• Your instructions:
If a line in the following entries holds the string "backpack", include it in the tally. State the total and nothing further.

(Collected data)
PR #1899, opened 2026-05-22
Add 3-pixel forgiveness to backpack ItemGump pixel-pick

KonssnoK:
some items, like gm robes, dupre/lord british etc items, are currently not pickable when on the ground/in the backpack. this should address that.

### DIFF
--- a/src/ClassicUO.Client/Game/UI/Controls/ItemGump.cs
+++ b/src/ClassicUO.Client/Game/UI/Controls/ItemGump.cs
@@ -210,7 +210,10 @@ namespace ClassicUO.Game.UI.Controls
             }
             else
             {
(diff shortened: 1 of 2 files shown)


andreakarasho:
This will enlarge the radious of the picking area. I'm not sure will work good in containers full of items.
 I can pick the GM robe , maybe it's matter of pixel precision, but it's feasible
ClassicUO_sXdqNRAnBF
No issues with dupre suite.
ClassicUO_hK4BHypbYw

Tested on ModernUO.

I prefer to maintan the pixel perfect hit test honestly

KonssnoK:
can you try the same in the backpack ? 

i initially noticed this because i removed the gm robe and put it in the backpack

andreakarasho:
cuo_JSktdLrCdG

The picking still working fine in containers too

PR #1915, opened 2026-06-12
Revert "[statics] Fix same z rendering order"

andreakarasho:
Reverts ClassicUO/ClassicUO#1908

From discord:
image
image
image


KonssnoK:
ok that's strange, and those are clearly not OSI statics.
I guess those statics were made with tools, so the tools do not follow OSI statics rules

otherwise please give me the 
map position and i will check

PR #1930, opened 2026-08-29
Drain queued NPC steps at the server's cadence

kamronbatman:
### Summary

* **Steps drain at the server's measured cadence.** NPC steps are animated over a fixed nominal time selected by the run flag (400/200 ms on foot, 200/100 mounted). A server that steps on a different cadence renders badly either way: faster than nominal backs the step queue up until `EnqueueStep` drops packets and the mobile snaps forward; slower than nominal (e.g. a 300 ms cadence with the run flag) moves the mobile for 200 ms and stalls it for 100 ms, a visible stutter. This records the interval between consecutive *position-changing* step packets per mobile and animates each step over that interval whenever it lies in the band the client can follow — from a mounted run (100 ms) up to the walk time. Outside the band the nominal time for the flag applies, so slow wanderers keep the step-then-stand look. The player's own movement is untouched.
* **The backlog sync patch no longer fires on queued facing-turns.** The legacy compression heuristic keys on `Steps.Count > 1`, but a turn packet queued behind an in-flight step inflates the depth without any movement backlog — the arrival step of a chase (server turns the mobile to face its target) rendered in ~100 ms as a dart. Only entries that change position relative to their predecessor count as backlog now, and the cadence band is bounded by the mobile's real mounted/speed state rather than the one the heuristic fakes, so a measured cadence always outranks the guess. Genuine packet bursts still compress: their measured interval is itself small.
* **Animal (LOW group) bodies without a run animation group** fell back to their **stand** frames while moving, so they slid. They now use the walk group.

All changes are client-only: no protocol changes, no server-specific behavior.

### Testing

Verified with paired UTC-aligned traces (server step emission vs client `EnqueueStep`/`ProcessSteps`) plus frame-by-frame video tracking of a ModernUO lich chase (300 ms cadence):

* Before: the 200 ms-move / 100 ms-stall stutter mid-chase; ~100 ms dart on the arrival step whenever a facing-turn queued behind it.
* After: 158 of 159 rendered steps animate at the measured 250–350 ms cadence; the single fast render is the first step ever seen for the mobile (no interval measured yet, nominal-by-flag). Pets at ~100 ms and creatures at 125/300/450 ms cadences verified in-game.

• The completed task:
4